Directions.
Below are records; work out how many of their lines contain "print" and give only that number.

Records excerpted from a collection.
PR #367, opened 2012-09-04
Make variadic bindings optional + fixes

ghost:
Add missing arity checks in bindings evaluator
Update arity error messages for bindings/assignments
Remove redundant arityMismatchError function
Update tests

### DIFF
--- a/test/multivalues/assignmismatch/2/compilererr.txt
+++ b/test/multivalues/assignmismatch/2/compilererr.txt
@@ -1,1 +1,1 @@
-error: expected 1 value, but received 2 values
+left side has 1 value, but right side has 2 values
--- a/test/multivalues/assignmismatch/2/compilererr.txt
+++ b/test/multivalues/assignmismatch/2/compilererr.txt
@@ -1,1 +1,1 @@
-left side has 1 value, but right side has 2 values
+error: expected 1 value, but received 2 values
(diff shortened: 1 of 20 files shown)


test/runtests.py
```diff
@@ -389,11 +389,13 @@ def runTests(opt):
...
         print "[Tests]"
         for test in testcases:
+            startTime = time.time()
             res, log = results.next()
+            endTime = time.time()
             if res != "ok" and res != "disabled":
                 logfile.write(log)
             logfile.flush()
-            print "%s: %s" % (test.name(), res)
+            print "%s in %fs: %s" % (test.name(), (endTime - startTime), res)
```
jckarter: Can you move the timing after the `:` so the output is still parseable by python's `config` module? Something like `<name>: <status> (<time>)` perhaps

test/multivalues/assignmismatch/2/compilererr.txt
```diff
@@ -1 +1 @@
-left side has 1 value, but right side has 2 values
+error: expected 1 value, but received 2 values
```
jckarter: This seems like a step backward in error message quality.

test/runtests.py
ghost: Oh, meant to delete the timing stuff. Is it worth leaving in?

jckarter: Seems useful to me.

Task response.
3